🤖 AI Summary
Existing neural audio codecs exhibit poor robustness on out-of-domain audio, leading to information loss and degraded downstream generation performance. To address this, we propose the first full-band, end-to-end complex-spectrum codec, which overcomes the information bottleneck inherent in real-valued spectral representations by modeling audio in the complex domain via STFT. Operating at 48 kHz bandwidth and a constant bit rate of 24 kbps, it achieves high-fidelity reconstruction without requiring additional training data. Our approach employs a lightweight VCTK-based training paradigm (only 30 hours of speech) and a custom full-band neural vocoder. Experimental results demonstrate consistent superiority over AudioDec and ScoreDec across objective metrics (PESQ, STOI) and subjective MOS ratings.
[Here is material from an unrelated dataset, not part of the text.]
PR #201, opened 2023-07-27
Remove INLINE from functions that are declared but not defined becaus…

daveisfera:
Cleans up the build a bit so it's easier to see what's going on when things break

Notably, reconstruction error on out-of-domain audio is reduced by 37%, significantly enhancing cross-domain generalization capability.
📝 Abstract
Neural audio codecs have been widely adopted in audio-generative tasks because their compact and discrete representations are suitable for both large-language-model-style and regression-based generative models. However, most neural codecs struggle to model out-of-domain audio, resulting in error propagations to downstream generative tasks. In this paper, we first argue that information loss from codec compression degrades out-of-domain robustness. Then, we propose full-band 48~kHz ComplexDec with complex spectral input and output to ease the information loss while adopting the same 24~kbps bitrate as the baseline AuidoDec and ScoreDec. Objective and subjective evaluations demonstrate the out-of-domain robustness of ComplexDec trained using only the 30-hour VCTK corpus.